--- Material for this exercise Enclosed Below ---
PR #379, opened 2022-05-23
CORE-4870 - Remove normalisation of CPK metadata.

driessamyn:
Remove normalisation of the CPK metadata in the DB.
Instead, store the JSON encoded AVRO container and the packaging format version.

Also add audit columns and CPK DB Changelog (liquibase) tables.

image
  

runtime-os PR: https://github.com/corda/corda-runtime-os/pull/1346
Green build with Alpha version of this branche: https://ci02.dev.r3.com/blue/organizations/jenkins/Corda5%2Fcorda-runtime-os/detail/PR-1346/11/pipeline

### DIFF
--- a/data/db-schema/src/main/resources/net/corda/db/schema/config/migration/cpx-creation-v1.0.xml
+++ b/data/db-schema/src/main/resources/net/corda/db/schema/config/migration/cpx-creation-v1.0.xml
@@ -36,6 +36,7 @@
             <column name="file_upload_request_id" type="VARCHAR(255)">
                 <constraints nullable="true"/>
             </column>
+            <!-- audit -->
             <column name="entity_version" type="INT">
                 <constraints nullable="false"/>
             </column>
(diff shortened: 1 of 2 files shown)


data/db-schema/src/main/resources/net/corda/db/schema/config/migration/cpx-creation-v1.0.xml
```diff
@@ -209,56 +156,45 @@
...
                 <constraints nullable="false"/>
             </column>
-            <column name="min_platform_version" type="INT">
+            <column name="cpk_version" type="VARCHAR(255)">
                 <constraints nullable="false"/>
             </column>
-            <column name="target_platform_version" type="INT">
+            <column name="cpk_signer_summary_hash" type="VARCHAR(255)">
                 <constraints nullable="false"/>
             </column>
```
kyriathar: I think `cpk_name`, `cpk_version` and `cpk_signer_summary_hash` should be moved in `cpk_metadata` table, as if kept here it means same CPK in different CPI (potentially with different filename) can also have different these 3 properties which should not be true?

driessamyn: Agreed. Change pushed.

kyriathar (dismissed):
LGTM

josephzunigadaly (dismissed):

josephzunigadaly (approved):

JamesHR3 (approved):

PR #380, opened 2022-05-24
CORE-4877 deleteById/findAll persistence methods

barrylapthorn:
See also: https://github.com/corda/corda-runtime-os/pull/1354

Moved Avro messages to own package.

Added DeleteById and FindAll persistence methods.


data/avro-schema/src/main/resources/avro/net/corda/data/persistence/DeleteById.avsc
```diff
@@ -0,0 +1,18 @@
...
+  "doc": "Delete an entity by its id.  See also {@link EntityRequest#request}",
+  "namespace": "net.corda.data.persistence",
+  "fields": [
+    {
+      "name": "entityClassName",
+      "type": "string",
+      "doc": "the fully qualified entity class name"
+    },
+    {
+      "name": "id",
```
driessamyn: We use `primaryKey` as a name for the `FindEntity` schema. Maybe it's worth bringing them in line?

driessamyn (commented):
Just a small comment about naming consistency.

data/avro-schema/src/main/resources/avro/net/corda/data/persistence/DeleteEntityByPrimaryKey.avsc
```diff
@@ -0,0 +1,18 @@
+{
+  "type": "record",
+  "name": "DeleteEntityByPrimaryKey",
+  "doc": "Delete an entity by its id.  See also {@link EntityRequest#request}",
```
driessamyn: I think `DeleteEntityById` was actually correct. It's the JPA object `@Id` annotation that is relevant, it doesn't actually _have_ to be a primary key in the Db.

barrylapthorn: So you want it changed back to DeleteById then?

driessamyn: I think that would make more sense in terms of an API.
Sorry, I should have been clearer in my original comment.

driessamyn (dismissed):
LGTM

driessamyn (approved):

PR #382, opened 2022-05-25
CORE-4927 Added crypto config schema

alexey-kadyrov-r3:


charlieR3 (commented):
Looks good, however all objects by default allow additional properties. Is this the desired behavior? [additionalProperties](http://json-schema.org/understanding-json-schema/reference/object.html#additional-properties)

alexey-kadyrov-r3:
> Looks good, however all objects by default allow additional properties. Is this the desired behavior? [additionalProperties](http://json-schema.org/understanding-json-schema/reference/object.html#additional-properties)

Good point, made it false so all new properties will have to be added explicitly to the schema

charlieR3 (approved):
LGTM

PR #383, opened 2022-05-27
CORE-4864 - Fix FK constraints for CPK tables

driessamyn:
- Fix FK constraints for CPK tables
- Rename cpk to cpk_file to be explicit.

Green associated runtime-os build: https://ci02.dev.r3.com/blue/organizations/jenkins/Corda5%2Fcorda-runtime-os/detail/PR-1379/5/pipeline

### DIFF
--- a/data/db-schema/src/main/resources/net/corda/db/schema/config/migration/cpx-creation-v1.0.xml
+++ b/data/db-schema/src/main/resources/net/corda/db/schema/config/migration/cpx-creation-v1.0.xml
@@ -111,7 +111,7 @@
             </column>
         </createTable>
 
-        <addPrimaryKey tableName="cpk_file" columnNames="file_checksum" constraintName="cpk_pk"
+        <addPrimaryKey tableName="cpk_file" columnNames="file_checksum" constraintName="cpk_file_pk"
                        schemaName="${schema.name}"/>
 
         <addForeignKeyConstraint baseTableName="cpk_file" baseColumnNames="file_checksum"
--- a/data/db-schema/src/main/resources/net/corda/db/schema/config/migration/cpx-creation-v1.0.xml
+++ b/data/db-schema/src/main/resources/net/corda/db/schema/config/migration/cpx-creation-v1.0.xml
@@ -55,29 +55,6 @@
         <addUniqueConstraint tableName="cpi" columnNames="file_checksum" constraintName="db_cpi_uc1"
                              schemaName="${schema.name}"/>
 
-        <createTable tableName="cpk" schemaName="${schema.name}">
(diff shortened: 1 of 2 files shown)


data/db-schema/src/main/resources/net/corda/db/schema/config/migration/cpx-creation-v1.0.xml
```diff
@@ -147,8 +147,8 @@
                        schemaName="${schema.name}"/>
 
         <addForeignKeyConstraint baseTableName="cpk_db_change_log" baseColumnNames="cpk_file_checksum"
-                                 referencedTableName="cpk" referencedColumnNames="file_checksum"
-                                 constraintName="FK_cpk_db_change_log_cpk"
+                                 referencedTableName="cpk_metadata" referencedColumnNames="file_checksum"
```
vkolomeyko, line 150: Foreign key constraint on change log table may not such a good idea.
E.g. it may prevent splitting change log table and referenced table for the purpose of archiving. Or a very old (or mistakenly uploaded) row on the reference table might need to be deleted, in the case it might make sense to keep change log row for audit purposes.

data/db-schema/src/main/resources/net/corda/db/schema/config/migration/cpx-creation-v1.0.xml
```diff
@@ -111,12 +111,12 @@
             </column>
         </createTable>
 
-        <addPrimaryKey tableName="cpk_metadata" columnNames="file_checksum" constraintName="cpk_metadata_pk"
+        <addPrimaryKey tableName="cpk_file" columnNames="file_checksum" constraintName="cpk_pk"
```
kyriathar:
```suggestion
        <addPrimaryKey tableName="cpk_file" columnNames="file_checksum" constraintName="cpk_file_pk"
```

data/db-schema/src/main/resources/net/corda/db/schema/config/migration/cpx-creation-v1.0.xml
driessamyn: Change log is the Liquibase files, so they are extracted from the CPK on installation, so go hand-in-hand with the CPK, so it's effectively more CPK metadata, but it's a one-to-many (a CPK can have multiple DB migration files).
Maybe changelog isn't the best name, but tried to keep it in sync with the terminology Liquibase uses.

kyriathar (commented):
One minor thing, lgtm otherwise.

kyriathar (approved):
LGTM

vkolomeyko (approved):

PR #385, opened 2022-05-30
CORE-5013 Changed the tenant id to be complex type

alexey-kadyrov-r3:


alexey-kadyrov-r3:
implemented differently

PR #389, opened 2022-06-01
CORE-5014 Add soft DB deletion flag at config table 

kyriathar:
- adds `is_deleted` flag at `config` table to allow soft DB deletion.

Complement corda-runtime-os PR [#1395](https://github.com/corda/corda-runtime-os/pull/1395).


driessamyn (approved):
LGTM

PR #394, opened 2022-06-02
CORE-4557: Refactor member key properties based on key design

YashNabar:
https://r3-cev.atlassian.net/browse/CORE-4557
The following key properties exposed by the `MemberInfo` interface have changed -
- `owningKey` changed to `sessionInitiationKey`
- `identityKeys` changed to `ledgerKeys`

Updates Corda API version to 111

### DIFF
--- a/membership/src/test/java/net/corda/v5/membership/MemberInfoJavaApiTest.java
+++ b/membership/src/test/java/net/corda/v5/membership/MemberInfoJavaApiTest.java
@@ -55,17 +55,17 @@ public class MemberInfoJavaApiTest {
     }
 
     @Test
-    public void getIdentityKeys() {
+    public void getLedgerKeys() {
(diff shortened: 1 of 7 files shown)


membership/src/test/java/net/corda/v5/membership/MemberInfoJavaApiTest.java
--- End of Enclosed Material for this exercise ---
--- Material for this exercise Enclosed Below ---
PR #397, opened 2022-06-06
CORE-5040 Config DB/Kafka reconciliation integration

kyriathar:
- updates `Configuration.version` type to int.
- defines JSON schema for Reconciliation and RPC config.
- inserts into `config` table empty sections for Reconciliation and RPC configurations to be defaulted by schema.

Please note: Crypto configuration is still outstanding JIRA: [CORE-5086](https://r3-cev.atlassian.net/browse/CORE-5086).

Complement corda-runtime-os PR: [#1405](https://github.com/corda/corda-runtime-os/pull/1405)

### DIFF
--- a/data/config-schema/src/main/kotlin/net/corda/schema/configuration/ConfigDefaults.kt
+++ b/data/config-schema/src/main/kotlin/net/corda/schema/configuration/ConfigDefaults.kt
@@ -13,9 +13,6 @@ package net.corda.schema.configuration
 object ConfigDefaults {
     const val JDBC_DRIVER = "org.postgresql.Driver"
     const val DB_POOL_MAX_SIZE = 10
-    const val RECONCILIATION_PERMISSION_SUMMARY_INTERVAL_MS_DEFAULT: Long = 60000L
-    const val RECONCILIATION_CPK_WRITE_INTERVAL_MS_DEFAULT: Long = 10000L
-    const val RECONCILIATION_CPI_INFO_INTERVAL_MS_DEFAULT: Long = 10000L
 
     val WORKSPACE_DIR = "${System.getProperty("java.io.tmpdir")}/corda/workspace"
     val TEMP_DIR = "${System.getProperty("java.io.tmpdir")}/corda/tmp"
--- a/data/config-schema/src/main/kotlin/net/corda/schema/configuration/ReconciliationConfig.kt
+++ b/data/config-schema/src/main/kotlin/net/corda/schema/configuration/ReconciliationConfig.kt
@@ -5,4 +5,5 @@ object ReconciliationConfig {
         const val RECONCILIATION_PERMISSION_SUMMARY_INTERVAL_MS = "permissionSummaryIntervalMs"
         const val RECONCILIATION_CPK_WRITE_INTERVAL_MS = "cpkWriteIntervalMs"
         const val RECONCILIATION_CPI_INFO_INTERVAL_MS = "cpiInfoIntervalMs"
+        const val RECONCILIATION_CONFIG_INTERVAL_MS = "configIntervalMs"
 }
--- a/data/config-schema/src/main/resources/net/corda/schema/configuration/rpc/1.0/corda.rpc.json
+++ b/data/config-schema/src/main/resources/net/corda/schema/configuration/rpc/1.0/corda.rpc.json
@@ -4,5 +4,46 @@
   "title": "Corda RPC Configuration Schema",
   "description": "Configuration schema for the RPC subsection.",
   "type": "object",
--- End of Enclosed Material for this exercise ---
• _Directions for this task_
Only lines containing the word "object" should appear in the answer, and every such line from the records above must be there.

• _Response_
driessamyn: I think `DeleteEntityById` was actually correct. It's the JPA object `@Id` annotation that is relevant, it doesn't actually _have_ to be a primary key in the Db.
Looks good, however all objects by default allow additional properties. Is this the desired behavior? [additionalProperties](http://json-schema.org/understanding-json-schema/reference/object.html#additional-properties)
> Looks good, however all objects by default allow additional properties. Is this the desired behavior? [additionalProperties](http://json-schema.org/understanding-json-schema/reference/object.html#additional-properties)
 object ConfigDefaults {
@@ -5,4 +5,5 @@ object ReconciliationConfig {
   "type": "object",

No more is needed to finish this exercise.